> [Assigned task] The word "have" occurs in some lines of the listing. Copy those lines.

> [Source data]
PR #199, opened 2023-04-18
Feat: TestId changes in Collapsible and KeyValuePairInfo

lmuntaner:
# Motivation

To improve testing, the testId must be in the most parent element.

In KeyValuePairInfo that means that the Collapsible should have the test id.

# Changes

* Add prop testId in Collapsible.
* KeyValuePairInfo passes testId to parent Collapsible.

# Screenshots

* No new tests required.

### DIFF
--- a/src/lib/components/Collapsible.svelte
+++ b/src/lib/components/Collapsible.svelte
@@ -2,11 +2,12 @@
   import { afterUpdate, createEventDispatcher } from "svelte";
   import IconExpandMore from "$lib/icons/IconExpandMore.svelte";
   import { i18n } from "$lib/stores/i18n";
+  import TestIdWrapper from "./TestIdWrapper.svelte";
 
   export let id: string | undefined = undefined;
   export let initiallyExpanded = false;
   export let maxContentHeight: number | undefined = undefined;
-  export let testId: string = "collapsible-header";
+  export let testId: string | undefined = undefined;
 
   export let iconSize: "small" | "medium" = "small";
   export let expandButton = true;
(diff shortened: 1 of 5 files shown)


lmuntaner:
@peterpeterparker @dskloetd please review

src/lib/components/Collapsible.svelte
```diff
@@ -59,7 +60,7 @@
 </script>
 
 <div
-  data-tid="collapsible-header"
+  data-tid={testId ?? "collapsible-header"}
```
peterpeterparker, line 63: can it be simplified by declaring a default value?

```
export let testId = "collapsible-header";
```

peterpeterparker (approved):
LGTM, minor comment

src/lib/components/Collapsible.svelte
lmuntaner: oh, yes, thanks!

src/lib/components/Collapsible.svelte
```diff
@@ -59,7 +60,7 @@
 </script>
 
 <div
-  data-tid="collapsible-header"
```
dskloetd, line 62: This data-tid seems to be specific for the *header* as opposed to the data-tid="collapsible-content" on line 87. I think we should probably keep it and have a separate data-tid for the entire component.

src/lib/components/Collapsible.svelte
```diff
@@ -59,7 +60,7 @@
 </script>
 
 <div
```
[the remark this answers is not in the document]
lmuntaner: It's a good point. Yes, it might be something useful. I agree we shuold wrap it all with a div.

What I'm not so sure is whether this is a concern for gix-components or instead it should be done at the nns-dapp level.

We never discussed this, but coupling gix-components with nns-dapp is not the point of this library. I'm not even sure test ids should be here at all.

Instead, we might want to wrap those components in the nns-dapp level adding a test id.

src/lib/components/Collapsible.svelte
lmuntaner: done

src/lib/components/Collapsible.svelte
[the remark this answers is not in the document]
lmuntaner: done

lmuntaner:
@dskloetd please review

lmuntaner:
FYI: I tried the component with nns-dapp and collapsible looks the same in different use cases.

src/lib/components/Collapsible.svelte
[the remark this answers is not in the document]
dskloetd: Those are good questions that I cannot answer. If you prefer to do it on the nns-dapp side, that's fine with me but how would that be possible with gix components which are nested inside other gix components?

dskloetd (approved):

PR #207, opened 2023-04-26
fix: Warn: A11y: visible, non-interactive elements with an on:click event must be accompanied by an on:keydown, on:keyup, or on:keypress event.

peterpeterparker:
# Motivation

Fix warning:

> Warn: A11y: visible, non-interactive elements with an on:click event must be accompanied by an on:keydown, on:keyup, or on:keypress event. (svelte)

# Note about a11y

I just catched `Enter`, don't know if we should also catch `space bar` @mstrasinskis ?

# Changes

- `div` that behaves have button should:
   - `role=button`
   - `tabindex=0` or `-1`
   - `on:keypress`


src/lib/components/Collapsible.svelte
```diff
@@ -129,6 +130,12 @@
       align-items: center;
       justify-content: flex-start;
     }
+
+    outline: none;
+
+    &:focus {
+      filter: contrast(1.25);
```
mstrasinskis, line 137: Out of curiosity, is it noticeable on text?

src/lib/utils/keyboard.utils.ts
```diff
@@ -0,0 +1,13 @@
+export const onEnter = ({
+  $event: { key },
+  callback,
+}: {
+  $event: KeyboardEvent;
+  callback: () => void;
+}) => {
+  if ("Enter" !== key) {
```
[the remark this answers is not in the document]
peterpeterparker: Following?

```
export const handleKeyPress = ({
  $event: { code },
  callback,
}: {
  $event: KeyboardEvent;
  callback: () => void;
}) => {
  if (!["Enter", "Space"].includes(code)) {
    return;
  }

  callback();
};
```

src/lib/components/Collapsible.svelte
peterpeterparker: Not really but, did not had good idea. `text-decoration: underline;` or better idea?

mstrasinskis: Thanks, I think it's good as it is 👍

Maybe something for later to make tab-navigation focus more prominent e.g.
```
&:focus-visible {
  outline: var(--padding-0_25x) solid var(--warning-emphasis);
  outline-offset: calc(-1*var(--padding-0_25x));
}
```
image

src/lib/utils/keyboard.utils.ts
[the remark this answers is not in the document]
mstrasinskis: Looks good!

src/lib/components/Collapsible.svelte
peterpeterparker: That's a great idea! If you want to give it a try later, go for it

PR #175, opened 2017-12-04
AlbumListGrid.vala: Show album cover menu on left click too

danrabbit:
A bit more discoverable if you can do left or right click here


Nine-H:
this is cool but in testing I noticed that the art in the album sidebar doesn't load when it's set, just in the album grid.

danrabbit:
That also occurs in trunk. This branch doesn’t seek to resolve that issue

PR #195, opened 2017-12-07
ViewSelector.vala: misc cleanup

danrabbit:
Replace get/set methods with properties


Nine-H:
I saw this needs review, the code looks good, but when I checked the branch out and built it I couldn't change views at all.

danrabbit:
I split this branch up into a view smaller ones to try to find out where the regression is happening

PR #198, opened 2017-12-07
LibraryWindow.vala: port saved_state to GLib.Settings

danrabbit:
Port the saved state settings in LibraryWindow to GLib.Settings instead of Granite Settings

* Remove now unused properties and enum from Settings.vala
* Decrease the scope of `window_height` and `window_width` to `configure_event`
* Increase the scope of `saved_state_settings` instead of recreating it in several methods
* Respect window manager defaults for placing windows without saved coords (For Gala this is still center, so no change)
* Bind `sidebar-width` instead of get/set

### DIFF
--- a/core/Settings.vala
+++ b/core/Settings.vala
@@ -28,11 +28,6 @@
 
 namespace Noise.Settings {
     public class SavedState : Granite.Services.Settings {
-
-        public int window_width { get; set; }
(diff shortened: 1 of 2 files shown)


Nine-H:
opening and closing the window without changing position and sidebar width makes the app hang for a while. not sure why.

PR #200, opened 2017-12-08
ViewSelector.vala: Adjust modebutton properties

danrabbit:
* Organized so that every time we touch modebutton is in the same place
* Remove unnecessary set size request
* Removed unnecessary halign and valign
* Removed unnecessary invisible widget. Set selection to -1 instead
* Minor code style tweaks, brackets, spacing, etc


Nine-H:
did some tests, if the app starts in album grid and you click column browser then the mode switches to list view. I'll take a look at the logic after work.

PR #206, opened 2017-12-10
Save / restore window position

### LINKED ISSUE #184: Save/Restore window position
Looks like we save size, but not position

mdh34:
Music now saves and restores window position, fixes #184

### DIFF
--- a/src/LibraryWindow.vala
+++ b/src/LibraryWindow.vala
@@ -439,7 +439,7 @@ public class Noise.LibraryWindow : LibraryWindowInterface, Gtk.Window {
         var window_x = saved_state_settings.get_int ("window-x");
         var window_y = saved_state_settings.get_int ("window-y");
         if (window_x != -1 ||  window_y != -1) {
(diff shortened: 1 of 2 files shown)


src/LibraryWindow.vala
```diff
@@ -436,7 +436,7 @@ public class Noise.LibraryWindow : LibraryWindowInterface, Gtk.Window {
         saved_state_settings = new GLib.Settings ("org.pantheon.noise.saved-state");
 
         set_default_size (saved_state_settings.get_int ("window-width"), saved_state_settings.get_int ("window-height"));
-
+        move (saved_state_settings.get_int ("window-x"), saved_state_settings.get_int ("window-y"));
```
danrabbit: You should check that the values are not `-1, -1`. Otherwise the window will be placed at `0, 0` instead of the window manager default (center) :)

mdh34:
Just fixed!

danrabbit:
Awesome, thanks! Approved :D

> [Output of the exercise]
In KeyValuePairInfo that means that the Collapsible should have the test id.
dskloetd, line 62: This data-tid seems to be specific for the *header* as opposed to the data-tid="collapsible-content" on line 87. I think we should probably keep it and have a separate data-tid for the entire component.
- `div` that behaves have button should:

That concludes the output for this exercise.